Start of Entries supplied

Issue #2213, opened 2025-08-06
[Change Request] Last things to do before releasing v5.0


bartvanb:
**Description**
This issue is meant to gather specific, more extensive tests that we need to do before releasing v5.0, that for some reason or other, we cannot do yet.

Things that might be done at any time point:
- [x] Check that new algorithm template creator is fully correct
- [x] Check that the `@metadata` decorator works: #1904 
- [ ] Write release notes

Last things:
- [ ] Check that CSP headers in the UI nginx configuration are set properly. 
  - We cannot test this now because we are using the dev Docker image for the UI in the devspace environment
  - We can test it once CLI commands to run UI with proper image are in place
- [ ] Release new tag on the algorithm template creator repo
  - [ ] Ensure doing the changes listed here: https://github.com/vantage6/v6-algorithm-template/issues/13
- [ ] Setting up community services
- [ ] Resolve remaining v5+ TODOs
  - [ ] In the `helm_install()` function, remove the `--devel` argument that currently is needed to allow using prerelease charts
  - [ ] remove `--prerelease=allow` note in quickstart section of the docs - it is necessary only while no final release is present
- [ ] Finalize release notes with security fixes

Asap after releasing 5.0 (some may also be done before):
- [ ] Deploying community services to latest version
- [ ] Release one v5 algorithm that contains the default extraction methods
  - [ ] Should the other images also contain them?
- [ ] Migrating community algorithms to v5
  - [ ] Release the v5 version of v6 diagnosistics as the `latest` image: merge https://github.com/vantage6/v6-diagnostics/pull/8 and then do `make publish`
  - [ ] After releasing average algorithm, validate that Python client docs are functional: https://docs.vantage6.ai/en/main/user/pyclient.html
- [ ] Making algorithms available in v5 community store
- [ ] Release the security advisories (see #1932)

End of Entries supplied

- _Task details_
Write out the complete material a second time, matching it exactly.

- _Written reply_
Issue #2213, opened 2025-08-06
[Change Request] Last things to do before releasing v5.0


bartvanb:
**Description**
This issue is meant to gather specific, more extensive tests that we need to do before releasing v5.0, that for some reason or other, we cannot do yet.

Things that might be done at any time point:
- [x] Check that new algorithm template creator is fully correct
- [x] Check that the `@metadata` decorator works: #1904 
- [ ] Write release notes

Last things:
- [ ] Check that CSP headers in the UI nginx configuration are set properly. 
  - We cannot test this now because we are using the dev Docker image for the UI in the devspace environment
  - We can test it once CLI commands to run UI with proper image are in place
- [ ] Release new tag on the algorithm template creator repo
  - [ ] Ensure doing the changes listed here: https://github.com/vantage6/v6-algorithm-template/issues/13
- [ ] Setting up community services
- [ ] Resolve remaining v5+ TODOs
  - [ ] In the `helm_install()` function, remove the `--devel` argument that currently is needed to allow using prerelease charts
  - [ ] remove `--prerelease=allow` note in quickstart section of the docs - it is necessary only while no final release is present
- [ ] Finalize release notes with security fixes

Asap after releasing 5.0 (some may also be done before):
- [ ] Deploying community services to latest version
- [ ] Release one v5 algorithm that contains the default extraction methods
  - [ ] Should the other images also contain them?
- [ ] Migrating community algorithms to v5
  - [ ] Release the v5 version of v6 diagnosistics as the `latest` image: merge https://github.com/vantage6/v6-diagnostics/pull/8 and then do `make publish`
  - [ ] After releasing average algorithm, validate that Python client docs are functional: https://docs.vantage6.ai/en/main/user/pyclient.html
- [ ] Making algorithms available in v5 community store
- [ ] Release the security advisories (see #1932)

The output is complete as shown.